Nonostante ciò, la compagnia aerea prevede un volume di traffico pressoché stabile su base annua nei mesi da novembre a marzo. La riduzione riguarda quindi l'obiettivo annuale e non, esplicitamente, il traffico invernale.
L'estate cresce, tariffe più basse nel 2° trimestre
Secondo quanto dichiarato da Ryanair, l'80 percento del carburante per l'esercizio 2027 è stato coperto a circa 67 dollari al barile. La compagnia prevede quindi un altro anno redditizio, ma un utile netto inferiore al record di 2.260 milioni di euro registrato nell'anno precedente.

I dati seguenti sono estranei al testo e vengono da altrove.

PR #2834, opened 2024-01-02
proposer: return optional block

rphmeier:
This opens up the proposer to only optionally create blocks. Nodes may only make blocks when there are transactions or the chain is scheduled.


bkchr (approved):

bkchr:
bot fmt

skunert (approved):

sandreim (approved):

PR #2839, opened 2024-01-02
Refactors the `OnStakingUpdate` trait

gpestana:
This PR refactors the `OnStakingUpdate` trait to make its usage simpler and less error prone in the context of pallet-staking and the [pallet-stake-tracker](https://github.com/paritytech/polkadot-sdk/pull/1933). The main goal is to make readily available more information/data required by the `OnStakingUpdate` listener (e.g. new stake on `on_stake_update`) through the interface methods.

With this refactor, the event emitter needs to explicitly call the events with more information about the event. The advantage is that this new interface design prevents potential issues with data sync, e.g. the event emitter does not necessarily need to update the staking state before emitting the events and the `OnStakingUpdate` implementor does not need to rely as much on the staking interface, making the interface less error prone. 

### Examples

Currently, on the `OnStakingUpdate` implemetor, we have

```rust
impl OnStakingUpdate<AccountId, Balance> for X {

  // snip..
 
  // the implementor will most likely need to fetch the nominations of the new nominator.
  fn on_nominator_add(_who: &AccountId) {

    // if the event emitter did not update the nominations at this point, the data is out of sync.
    let nominations = stakingInterface::get_nominations(); 
  }
}
```

with the new interface design, the implementor will have all the most important information implicitly in the method interface:

```rust
impl OnStakingUpdate<AccountId, Balance> for X {

  // snip..

  fn on_nominator_add(_who: &AccountId, nominations: Vec<AccountId>) {
    // no need to call into staking interface or other storage to fetch the nominations of the new nominator.
  }
}
```

Although the new design is less error prone, it is more opinionated and the design is highly affected by how the staking pallet will use this interface. Evidently, it is not possible to cover all the inputs that all the `OnStakingUpdate` implementors may need (depending on the use case), but the refactor aims at striking a good balance between safety for the usage in the context of staking and generality.

### DIFF
--- a/substrate/primitives/staking/src/lib.rs
+++ b/substrate/primitives/staking/src/lib.rs
@@ -95,24 +95,34 @@ pub struct Stake<Balance> {
 /// pre-action data that is needed needs to be passed to interface methods. The rest of the data can
 /// be retrieved by using `StakingInterface`.
 #[impl_trait_for_tuples::impl_for_tuples(10)]
-pub trait OnStakingUpdate<AccountId, Balance> {
+pub trait OnStakingUpdate<AccountId, Balance, ValidatorPrefs> {
 	/// Fired when the stake amount of someone updates.
 	///
 	/// This is effectively any changes to the bond amount, such as bonding more funds, and
 	/// unbonding.
-	fn on_stake_update(_who: &AccountId, _prev_stake: Option<Stake<Balance>>) {}
+	fn on_stake_update(
+		_who: &AccountId,
+		_prev_stake: Option<Stake<Balance>>,
+		_stake: Stake<Balance>,
+	) {
+	}
 
 	/// Fired when someone sets their intention to nominate.
 	///
 	/// This should never be fired for existing nominators.
-	fn on_nominator_add(_who: &AccountId) {}
+	fn on_nominator_add(_who: &AccountId, _nominations: Vec<AccountId>) {}
 
 	/// Fired when an existing nominator updates their nominations.
 	///
 	/// Note that this is not fired when a nominator changes their stake. For that,
 	/// `on_stake_update` should be used, followed by querying whether `who` was a validator or a
 	/// nominator.
-	fn on_nominator_update(_who: &AccountId, _prev_nominations: Vec<AccountId>) {}
+	fn on_nominator_update(
+		_who: &AccountId,
+		_prev_nominations: Vec<AccountId>,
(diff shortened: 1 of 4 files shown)


gpestana:
bot fmt

paritytech-cicd-pr:
**Job name**: cargo-clippy
**Logs**: https://gitlab.parity.io/parity/mirrors/polkadot-sdk/-/jobs/4828489

rossbulat (approved):
LGTM, useful additions.

substrate/primitives/staking/src/lib.rs
```diff
@@ -123,15 +133,15 @@ pub trait OnStakingUpdate<AccountId, Balance> {
 	/// Fired when someone sets their intention to validate.
 	///
 	/// Note validator preference changes are not communicated, but could be added if needed.
-	fn on_validator_add(_who: &AccountId) {}
+	fn on_validator_add(_who: &AccountId, _self_stake: Option<Stake<Balance>>) {}
 
 	/// Fired when an existing validator updates their preferences.
 	///
 	/// Note validator preference changes are not communicated, but could be added if needed.
 	fn on_validator_update(_who: &AccountId) {}
```
Ank4n, line 141: Wouldn't this also need old and new self stake params?

substrate/primitives/staking/src/lib.rs
```diff
@@ -100,19 +100,29 @@ pub trait OnStakingUpdate<AccountId, Balance> {
 	///
 	/// This is effectively any changes to the bond amount, such as bonding more funds, and
 	/// unbonding.
-	fn on_stake_update(_who: &AccountId, _prev_stake: Option<Stake<Balance>>) {}
+	fn on_stake_update(
+		_who: &AccountId,
+		_prev_stake: Option<Stake<Balance>>,
```
Ank4n, line 105: Should we have both `_prev_stake` and `_stake` as same type? Either `Stake<Balance>` or `Option<Stake<Balance>>`. If `Stake<Balance>`, we can pass a zero value.

Ank4n (approved):

gpestana:
Closing as these changes have been included in the stake tracker PR https://github.com/paritytech/polkadot-sdk/pull/1933 and only make sense in that context.

gpestana:
Closing as these changes have been included in the stake tracker PR https://github.com/paritytech/polkadot-sdk/pull/1933 and only make sense in that context.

Da aprile a ottobre il traffico dovrebbe crescere di oltre il 5 percento. Le previsioni di luglio indicano però tariffe leggermente inferiori nel 2° trimestre rispetto allo stesso periodo dell'anno precedente. Ad agosto Ryanair ha trasportato 22,2 milioni di passeggeri, il 2 percento in più rispetto ad agosto dell'anno precedente. Il coefficiente di riempimento è stato del 96 percento.
Ryanair prevede prezzi più alti sui voli brevi
Secondo Ryanair, se il petrolio resterà caro fino alla 2° metà del 2027, i prezzi dei voli brevi europei potrebbero aumentare sensibilmente. La compagnia lo attribuisce ai concorrenti, le cui coperture sul carburante sono meno solide.
Questi concorrenti potrebbero avere difficoltà a mantenere le proprie capacità nella prossima stagione invernale o addirittura a sopravvivere.